# Have you seen this problem?



## JohnD83 (Mar 4, 2006)

I have a LIfe-Like 1/32 Nascar slot car set with Maxx Traction. Both cars had been broekn by my kids so the set wasnt used for year. I just bought two new cars today. The problem is the cars wont budge. If I lift the rear tires slightly, they spin like crazy. Let the car lay flat and they stop. In some cases, the car will move for a few track sections, then stop dead again, even though if I lift the car on that track section, the wheels move fine. 

HELP.


----------



## jimbo-slots (Feb 28, 2006)

John,
Check the position of the pick up braids in the front. They may have to be adjusted.
Jim


----------



## NHawk52 (May 16, 2005)

I have that same problem often with my LL HO's - usually when the track rails and/or shoes are dirty.


----------



## ParkRNDL (Mar 20, 2002)

I just picked up a LL set at a thrift store today, and it acts pretty much the same way after it sat for who knows how long in somebody's basement.

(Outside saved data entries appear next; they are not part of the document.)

Issue #680, opened 2021-10-17
React error when opening the site after force closing the browser


VarunSriram99:
**Steps to recreate**

1. Open a browser and go to the wheel based site.
2. Login to the wheel site
3. Force close the browser(cmd+q in mac) without logging out.
4. Open the site again and it should technically still be logged in but some pages such as edit profile will result in react throwing an error like "cannot get email property of undefined".

**Cause**

The auth-token is validated via react when logging in but the context of ReactJS in wiped during force shutdown. So areas where `import {user} from useUserState` is used, will have the value of user as undefined.

**Possible fix**
Using localStorage to save the context data on login and retrieving data from the localStorage if the context is undefined is a possible fix.

**Code changes**
_app/javascript/src/contexts/user.js_
`const useUserState = () => {
  //const context = React.useContext(UserStateContext);
  let context = React.useContext(UserStateContext);
  if (context === undefined) {
    throw new Error("useUserState must be used within a UserProvider");
  }
  /************New code*******************/
  if (context.user) setToLocalStorage("context", JSON.stringify(context));
  else context = JSON.parse(getFromLocalStorage("context"));
  /********************************************/
  return context;
};`

_app/javascript/src/components/Common/Navbar/index.jsx_
`const handleLogout = async () => {
    try {
      setToLocalStorage("context", null); //Added line of code
      await authenticationApi.logout();
      authDispatch({ type: "LOGOUT" });
      resetAuthTokens();
      window.location.href = "/";
    } catch (error) {
      Toastr.error(error);
    }
  };`

yedhink:
@VarunSriram99 Please format the code properly in your comment with proper syntax highlighting. https://guides.github.com/features/mastering-markdown/#GitHub-flavored-markdown

rishabhanand12:
> Hi Rishabh, If you see the video, u'll notice that the Avatar has changed. The issue I mentioned affects only the places where useUserContext is used. So if you try to open the edit profile page then you'll see a white screen.

@VarunSriram99 You are right. @yedhink Shall I take this up?

yedhink:
Please test it in both chrome as well as safari. Also what happens when you refresh page?

PR #765, opened 2022-01-21
Updated storage helper methods

### LINKED ISSUE #719: Improve way of managing null values in storage.js
## setToLocalStorage

https://github.com/bigbinary/wheel/blob/ecfddd6aa16d2ae9ec78df160a4f0786f397de6d/app/javascript/src/helpers/storage.js#L1-L3
Should be replaced with:
```js
const setToLocalStorage = (key, value) => {
  if (value != null) {
    localStorage.setItem(key, JSON.stringify(value));
  } else localStorage.removeItem(key);
};
```
Reason: null values need not be saved. The key should be removed in such case.

## getFromLocalStorage

https://github.com/bigbinary/wheel/blob/ecfddd6aa16d2ae9ec78df160a4f0786f397de6d/app/javascript/src/helpers/storage.js#L5-L14
Should be replaced with:
```js
const getFromLocalStorage = key => JSON.parse(localStorage.getItem(key));
```
Reason: When the above change is made, this one-liner will perform the same way as the old one.
Edge cases: when no item exists in localStorage with given key, `localStorage.getItem(key)` retrieves `null`. `JSON.parse(null)` returns `null`

rishabhanand12:
Fixes #719 

@rishabhanand12 _a

### DIFF
--- a/app/controllers/application_controller.rb
+++ b/app/controllers/application_controller.rb
@@ -2,6 +2,7 @@
 
 class ApplicationController < ActionController::Base
   include SetHoneyBadgerContext
+  include Expirable
 
   private
 
--- a/app/controllers/concerns/expirable.rb
+++ b/app/controllers/concerns/expirable.rb
@@ -1,0 +1,15 @@
+# frozen_string_literal: true
+
+module Expirable
+  extend ActiveSupport::Concern
+
+  included do
+    rescue_from ActionController::InvalidAuthenticityToken, with: :ensure_user_is_logged_out_during_session_expiry
+  end
+
+  private
+
+    def ensure_user_is_logged_out_during_session_expiry
+      respond_with_json({ error: t("session.expiry") }, :unauthorized) and return
+    end
+end
--- a/app/javascript/src/components/Main.jsx
+++ b/app/javascript/src/components/Main.jsx
@@ -18,6 +18,10 @@ import {
 } from "components/routeConstants";
 import { useAuthState, useAuthDispatch } from "contexts/auth";
 import { useUserDispatch, useUserState } from "contexts/user";
+import {
+  clearLocalStorageCredentials,
+  getFromLocalStorage,
+} from "utils/storage";
 
 const Main = props => {
   const [loading, setLoading] = useState(true);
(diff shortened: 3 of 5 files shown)


rishabhanand12:
@yedhink _a Please take a look.

yedhink:
@rishabhanand12 _a

Can you please double verify from UI that this change doesn't affect:
- Login
- Signup
- Logout
- Login and then closing browser and reopening page plus refreshing it

This helper might be used in neeto products too. Thus we need to double verify before merging.

rishabhanand12:
@yedhink I have verified the features as suggested. I have a question. Please take a look https://www.loom.com/share/9d8f7c353d7947d8aed6a0cc972573d8. 

P.S. One thing I forgot to mention in the video is that the behaviour is same in master branch.

yedhink:
@rishabhanand12 _a

This is the issue that lead to use adding that `isLoggedIn` logic in the first place: https://github.com/bigbinary/wheel/issues/680#issue-1028339676

I guess, if user is not logged in, then we should clear the localStorage tokens say in PrivateRoute itself.

> We should use sessions

Why do you think we need to use sessions in this case?

rishabhanand12:
@yedhink We could clear the local state in `PrivateRoute` but that doesn't fix the issue. User should be logged in if the browser is force closed, right?

I suggested to use session storage because I was under the impression that logging the user out after session ends is an intentional feature. In that case it made more sense to use session storage.

yedhink:
Tracking this issue in https://github.com/bigbinary/wheel/issues/774

Putting this PR on hold until we fix that issue.

yedhink:
The issue with browser quit has been fixed.

We use simple auth token based strategy and we persist these tokens in localStorage. But the session of the user is handled via session-cookies, by Devise.

So I think we can add a logic in client side, that checks for presence of `props.user` from backend. There are few cases we need to handle:
- localStorage doesn't have any data - then we don't have to do anything - the current code is good enough
- localStorage has authToken etc but the session has expired - but props.user is NOT present - in this specific case, we should clear the localStorage

@rishabhanand12 _a

Please take this up. Lemme know if you have any queries.

rishabhanand12:
@yedhink _a I have verified that the application is working as intended after #774 fix and I have also checked for cases mentioned in https://github.com/bigbinary/wheel/pull/765#issuecomment-1019878181.

I don't think we need to add any additional logic to clear the localstorage if the session data from devise is null. Please take a look.

PR #767, opened 2022-01-27
Disable logger in production env

yedhink:
@chiraggshah _a

Questions:
- Should we use `RAILS_ENV` over `NODE_ENV` to check for current environment given that there are envs like `heroku`, `staging` etc?
- Should we disable this logger in any other environment, other than just `production`?

Please review and verify.

### DIFF
--- a/app/javascript/src/common/logger.js
+++ b/app/javascript/src/common/logger.js
@@ -2,7 +2,7 @@ export const initializeLogger = () => {
   /* eslint react-hooks/rules-of-hooks: "off" */
   const Logger = require("js-logger");
   Logger.useDefaults();
-  if (process.env.NODE_ENV === "production") {
+  if (process.env.RAILS_ENV === "production") {
     Logger.setLevel(Logger.OFF);
   }
 };
--- a/app/javascript/src/common/logger.js
+++ b/app/javascript/src/common/logger.js
@@ -1,4 +1,8 @@
 export const initializeLogger = () => {
-  /* eslint no-undef: "off"*/
-  require("js-logger").useDefaults();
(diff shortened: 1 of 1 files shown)


chiraggshah:
I think it would be better if we use RAILS_ENV and disable it only for production. That would help us in debugging any errors in staging/heroku environments.

yedhink:
@unnitallman We need to add this to neetoCompliance. Every project needs to have this logger file.

- In development kind of environemnts, this logger helps in debugging.
- In production env this logger is disabled.

In order to achieve both cases, we need this logger initializer file.

But NOT all neeto products follow wheel structure. Example: https://github.com/bigbinary/neeto-desk-web/tree/master/app/javascript

^ There is no `src` folder. Thus we can't sync this logger file given that it's in the path: `app/javascript/src/common/logger.js`.

I can move this file to `app/javascript/logger.js` so that it can be compatible with all neeto project structures. Or should we update all neeto projects to have same structure(atleast the base) as wheel?

Do you think we can take this up with some priority due to it's vulnerabilities? Refer discussion: https://bigbinary.slack.com/archives/C030C59TPPV/p1643267925581649

The logger details can be viewed here(content will be updated soon): https://www.bigbinary.com/learn-rubyonrails-book/setting-up-react-environment#js-logger

cc: @prasanthchaduvula

chiraggshah (approved):
@yedhink _a : Looks good.

unnitallman:
@yedhink 

1. We will go with the structure that Wheel follows.
2. We will add a verifier in neeto-compliance to make sure all neeto apps use the logger.js from wheel. @prasanthchaduvula 

The PR looks good to me.

PR #768, opened 2022-01-27
Added tailwind classes sorter prettier plugin

yedhink:
@karthiknmenon _a

**IMPORTANT: The tailwind config file needs to be in the root of the project as in wheel. Hoping all neeto projects follow the same structure.**

Can you please give this a review from your end and see if the changes that this plugin has made is NOT affecting anything in UI?

Ultimately this plugin only just fixes the order of classNames. Did a verification from my end.

Given that this is a major addition and might show a lot of file changes in neeto side, I would like to get a second verification on this.

cc: @chiraggshah

### DIFF
--- a/.prettierrc.js
+++ b/.prettierrc.js
@@ -1,4 +1,5 @@
 module.exports = {
+  tailwindConfig: "./tailwind.config.js",
   trailingComma: "es5",
   arrowParens: "avoid",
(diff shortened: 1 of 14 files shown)


karthiknmenon (approved):

karthiknmenon:
@yedhink _a LGTM.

Clean the track rails and you'll see a difference after running a few laps.

--rick


----------



## okracer (Mar 11, 2002)

its the rails they need to be cleaned take a quarter and rub it along the rails all the way around the track then try it they should run


----------



## coach61 (Sep 6, 2004)

okracer said:


> its the rails they need to be cleaned take a quarter and rub it along the rails all the way around the track then try it they should run



A 
QUARTER!!! I"m married where in the heck am I gonna geta quarter?

Dave :tongue:


----------



## roadrner (Jul 21, 1999)

coach61 said:


> A
> QUARTER!!! I"m married where in the heck am I gonna geta quarter?
> 
> Dave :tongue:


Send me your addy Dave, I'll loan you one. But i'll need it back by next week to clean my track.  Dave


----------



## Stoosh (Feb 13, 2006)

A little WD40 won't hurt, it will take off all the oxidation from the rails and clean the plastic. This is what I use and have had nothing but good clean current around my whole track. Do not saturate the track, just spray it on a lint free cloth and wipe it down (especially the rails) then follow up with a dry cloth. You may need to let it sit for about an hour. But after a few pushes of the car, it should be good and smooth depending on the connections. I also clean each and every connection with a wire brush on a Dremel, before I connect the track for use.


----------